De acuerdo con el documento de la DEA, Consuelo Márquez, Sylvia Aubouchon y sus cómplices cometieron actos encubiertos en el distrito sur de Nueva York y sus alrededores, mediante transacciones bancarias con recursos de procedencia ilícita.

Transferencias realizadas por Consuelo Márquez y Sylvia Aubouchon, la mayoría desde Nueva York. Parte de los recursos pertenecían a Mario Villanueva Madrid, de acuerdo con la DEA, como se señala en la Tabla 1.

Consuelo Márquez diseñó un esquema para defraudar y abusar de sus clientes en beneficio propio. En total abrió 15 cuentas, como se señala en la Tabla 2.

En relación con la conspiración, se cometieron actos en el distrito sur de Nueva York y sus alrededores. En 1994, en Chetumal un cómplice no identificado entregó aproximadamente 500 mil dólares en narcóticos a Mario Villanueva.

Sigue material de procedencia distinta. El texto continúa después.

PR #1485, opened 2018-05-08
Hook library rewrite (prioritization and performance enhancements)

meepen:
This is based on my rewrite from https://gist.github.com/meepen/5566c9598e0e610e5885d12fad2ec3a8

Notes: 
- This maintains almost 100% backwards compatibility with the current hook system, the only exception is that `hook.GetTable()` modifications won't add or remove hooks to run. I believe this will be fine because ULX does the same, so developers have come to expect it won't work on a majority of servers.
- Adds priority to the hook.Add function (higher number = higher priority)
- Adds `hook.Priority` (a table) with a single member `NO_RETURN`
- `NO_RETURN` is NOT enforced in code but should be followed as a standard. It will always be ran first in the priority list.
- Adds `hook.GetPriority(event, name)`
- Adds `hook.GetInternal()` so people who want to irritate the hook library can do so if they want without rewriting it or replacing it with a whole new library. Please don't document this on the wiki, or make it say it is internal and should not be used.
- Adds some type checking to arguments for sanity's sake

credits:
@ThatLing for reviewing my code to ensure everything is tip top shape and can be read

### DIFF
--- a/garrysmod/lua/includes/modules/hook.lua
+++ b/garrysmod/lua/includes/modules/hook.lua
@@ -1,125 +1,289 @@
-local gmod                        = gmod
-local pairs                        = pairs
-local isfunction        = isfunction
-local isstring                = isstring
-local IsValid                = IsValid
+local hook_func = 1
+local hook_name = 2
+local next_hook = 3
+local real_hook_func = 4
+local last_hook = 5
+local hook_priority = 6
 
-module( "hook" )
+local event_table = {}
 
-local Hooks = {}
+-- keeps the record of how many hooks are in an event metatable to always
+-- return a value so you don't need to do checks everywhere
+local event_count = setmetatable({}, {
+	__index = function(self, k)
+		self[k] = 0
+		return 0
+	end
+})
+local gmod = gmod
+local type = type
+local math = math
+local pairs = pairs
+local assert = assert
+local IsValid = IsValid
 
---[[---------------------------------------------------------
-    Name: GetTable
-    Desc: Returns a table of all hooks.
------------------------------------------------------------]]
-function GetTable() return Hooks end
+local noop_hook = {
+	-- hook_func
+	function() return false end,
+	-- hook_name
+	nil,
+	-- next_hook
+	nil,
+	-- real_hook_func
+	nil,
+	-- last_hook
+	nil,
+	-- hook_priority
+	-math.huge
+}
 
+module "hook"
 
---[[---------------------------------------------------------
-    Name: Add
-    Args: string hookName, any identifier, function func
-    Desc: Add a hook to listen to the specified event.
------------------------------------------------------------]]
-function Add( event_name, name, func )
+-- This is not modifiable like in the past. Other hook libraries that were
+-- implemented and overrode the library in the past also did this, so I
+-- doubt many addons will break because of this.
 
-	if ( !isfunction( func ) ) then return end
-	if ( !isstring( event_name ) ) then return end
+local function _GetTable()
+	local out = {}
+	for event, hooklist in pairs( event_table ) do
+		out[ event ] = {}
 
-	if (Hooks[ event_name ] == nil) then
-			Hooks[ event_name ] = {}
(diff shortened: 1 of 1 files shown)


meepen:
sorted arrays and linked lists have no performance differences in lua.

meepen:
```
] - local T,t,nop,i,s,this={{}},SysTime,function(e)end,1 for i=1,1e7 do T[i]={{}}end this=T[i]s=t()::s:: nop(this[1]) i=i+1 this=T[i] if this then goto s end print(t()-s)
0.18326508712698
] - local this,t,nop,i,s,n={},SysTime,function(e)end,1 n=this for i=1,1e7 do n[1]={}n=n[1]end s=t()::s:: nop(this[1]) this=this[1] if this then goto s end print(t()-s)
0.13612537420715
```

Cerca del 23 de septiembre de ese año, Mario Villanueva y su hijo abrieron una cuenta numerada en el Creditt Suisse.

Mario Luis y Consuelo deben responder por involucrarse en lavado de dinero y fraude electrónico, así como de toda propiedad rastreable, incluyendo una suma de dinero no menor a 30 millones de dólares en la que se agrega la propiedad involucrada.

Los delitos por los que el gran jurado de Estados Unidos acusa a Mario, Luis y Consuelo se cometieron a través de los datos contenidos en las cuentas bancarias: 83102650 a nombre de Carlos, Felipe y Brígida Patiño en el Lehman Brothers Inc, de Nueva York; la 100333/10033107, a nombre de Lehman Brothers Private Clients Services en Banamex, que se abrió en Islas Nassau, Bahamas; la ABH-952702, a nombre de Palace United LTD, en el International Asset Management Group LTD, en San Antonio, Texas; la HBA-952117, a nombre de Pentium Pacific Inc, en el Intercontinental Asset Management Group LTD, en San Antonio, Texas; la T-115850211, a nombre de Consuelo Márquez-Campbell en la Fideliti Investiment de Nueva York, y en la cuenta 114-474524 a nombre de Consuelo Márquez en el Chase Manhattan Bank de Nueva York.